Gerald El-Noweim Betriebsrat im Landeskrankenhaus Rankweil
Gerald El-Noweim, Betriebsrat im Landeskrankenhaus Rankweil © AK Vorarlberg
23.9.2024
Arbeit

Betriebsrät:innen-Kolleg: Hochwertige Qualifizierung für Betriebsrät:innen

Arbeit,Betriebsrat,Bildung,Gewerkschaft,Interessenvertretung,Interview

Die Arbeiterkammern Vorarlberg, Tirol und Salzburg bieten Betriebsrät:innen mit dem Betriebsrät:innen-Kolleg ein hochwertiges Weiterbildungsangebot, dass sie fit für den Alltag als Arbeitnehmervertreter:innen macht.

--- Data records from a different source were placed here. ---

PR #284, opened 2018-10-09
search_file: don't visit the same directory more than once

wjt:
The directory tree being scanned may in fact be a directed graph, with
cycles, due to following symbolic links. The kernel imposes a limit on
the number of symbolic links followed in a path, beyond which operations
fail with ELOOP. (According to path_resolution(7), the limit is 40 links
on current Linux.) If the graph is very branchy, it may take a very long
time to fail.

For a real-world example, the Meson build system uses gcovr to provide a
'ninja coverage-xml' target. The systemd project (which uses Meson) has
a test suite which generates a fake sysfs tree, with many circular
references, including 64 self-referential ttyX directories:

    $ ls -l build/test/sys/devices/virtual/tty/tty1/subsystem/tty1
    lrwxrwxrwx 1 wjt wjt 30 Oct  9 12:16 build/test/sys/devices/virtual/tty/tty1/subsystem/tty1 -> ../../devices/virtual/tty/tty1
    $ ls -l build/test/sys/devices/virtual/tty/tty1
    total 12
    -rw-r--r-- 1 wjt wjt    4 Oct  9 12:16 dev
    drwxr-xr-x 2 wjt wjt 4096 Oct  9 12:16 power
    lrwxrwxrwx 1 wjt wjt   21 Oct  9 12:16 subsystem -> ../../../../class/tty
    -rw-r--r-- 1 wjt wjt   16 Oct  9 12:16 uevent
    $ ls -l build/test/sys/devices/virtual/tty/tty1/subsystem/tty1
    lrwxrwxrwx 1 wjt wjt 30 Oct  9 12:16 build/test/sys/devices/virtual/tty/tty1/subsystem/tty1 -> ../../devices/virtual/tty/tty1
    $ readlink -f build/test/sys/devices/virtual/tty/tty1/subsystem/tty1
    /home/wjt/src/endlessm/systemd/build/test/sys/devices/virtual/tty/tty1

Note that each link refers to a directory which contains all the fake
tty trees again. 64 ** 40 is a very large number! On our build server, I
cancelled the build after 16 hours.

Even in less pathological cases, since search_file() only yields
absolute paths, there's no need to visit a file via more than one path.
Maintain a set of (device, inode) pairs for each directory visited, and
skip processing any directory that's been visited before.

### DIFF
--- a/AUTHORS.txt
+++ b/AUTHORS.txt
@@ -44,5 +44,6 @@ The following developers contributed to gcovr (ordered alphabetically):
     Steven Myint,
     Sylvestre Ledru,
     trapzero,
+    Will Thompson,
     William Hart,
     and possibly others.
--- a/gcovr/tests/linked/Makefile
+++ b/gcovr/tests/linked/Makefile
@@ -39,5 +39,6 @@ links:
 	   ln -s ../../../nested/subdir/A n;\
 	   cd ..;\
 	   ln -s m/n A;\
+	   ln -s . loop;\
 	   cd ..;\
 	fi
--- a/gcovr/utils.py
+++ b/gcovr/utils.py
@@ -7,8 +7,27 @@
 # This software is distributed under the BSD license.
 
 import os
+import platform
 import re
 import sys
+
+if not (platform.system() == 'Windows' and sys.version_info[0] == 2):
+    class LoopChecker(object):
+        def __init__(self):
+            self._seen = set()
+
+        def already_visited(self, path):
+            st = os.stat(path)
+            key = (st.st_dev, st.st_ino)
+            if key in self._seen:
+                return True
+
+            self._seen.add(key)
+            return False
+else:
+    class LoopChecker(object):
+        def already_visited(self, path):
+            return False
 
 
 def search_file(predicate, path, exclude_dirs):
@@ -21,7 +40,13 @@ def search_file(predicate, path, exclude_dirs):
     elif not os.path.exists(path):
         raise IOError("Unknown directory '" + path + "'")
 
+    loop_checker = LoopChecker()
     for root, dirs, files in os.walk(os.path.abspath(path), followlinks=True):
+        # Check if we've already visited 'root' through the magic of symlinks
+        if loop_checker.already_visited(root):
+            dirs[:] = []
+            continue
+
         dirs[:] = [d for d in dirs
                    if not any(exc.match(os.path.join(root, d))
                               for exc in exclude_dirs)]


latk:
This looks like a very sensible improvement! Thank you for discovering the problem and finding a solution :)

Unfortunately, this PR seems to break many tests under Windows, but I don't understand why. Maybe a less fragile solution would be to store the abspath in the set? If absolutely necessary, it would also be acceptable if your check gets disabled under Windows.

For the test that you modified to create many links, it seems that this isn't supported under Windows/MinGW either:

    ln: failed to create symbolic link 'loop-1' -> '.': File name too long

It might be necessary to add this test case to the list of xfail tests in `gcovr/tests/test_gcovr.py`:

``` diff
     is_windows = platform.system() == 'Windows'
     needs_symlinks = any([
-        name == 'linked' and format == 'html',
+        name == 'linked',
         name == 'filter-relative-lib',
 ])
```

wjt:
> Unfortunately, this PR seems to break many tests under Windows, but I don't understand why. Maybe a less fragile solution would be to store the abspath in the set? If absolutely necessary, it would also be acceptable if your check gets disabled under Windows.

The failures are weird… and I don't quite understand why the test fails under Python 2.7 on 32-bit Windows, but passes on 64-bit Windows with Python 3.7. Perhaps the files are being discovered in a different order because of the self-referential symlink? I'm afraid I don't have a Windows development system on hand to debug interactively. I'll try storing the abspath instead.

latk:
Oh, I missed that the tests passed under Python 3.7. This might be one of those cases where standard library support has drastically improved over time. Note that both tests use the same Windows image and MinGW version, merely the Python version is different.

Das Betriebsräte-Kolleg wurde vor zehn Jahren von den Arbeiterkammern Salzburg, Tirol und Vorarlberg ins Leben gerufen. Ziel war es, Betriebsrät:innen die Möglichkeit zu bieten, fundiertes Fachwissen für ihre Funktion in einem hochwertigen Lehrgang zu erwerben. Rund drei Monate lang wurden sie bis Juli in verschiedenen Bereichen auf den neuesten Stand gebracht. Neben Recht, Betriebswirtschaft, Kommunikation, Rhetorik und vielem mehr, steht immer auch eine Woche Medien- und Kameratraining in Vorarlberg auf dem Programm. Diese Gelegenheit haben wir genutzt, um mit einem Teilnehmer zu sprechen. Gerald El-Noweim ist seit zwei Jahren freigestellter Betriebsrat im Landeskrankenhaus Rankweil. Der 52-Jährige ist verheiratet und Vater einer Tochter (24) und eines Sohnes (27). 

Dein Name legt nahe, dass du eine Zuwanderungsgeschichte hast, ist das so?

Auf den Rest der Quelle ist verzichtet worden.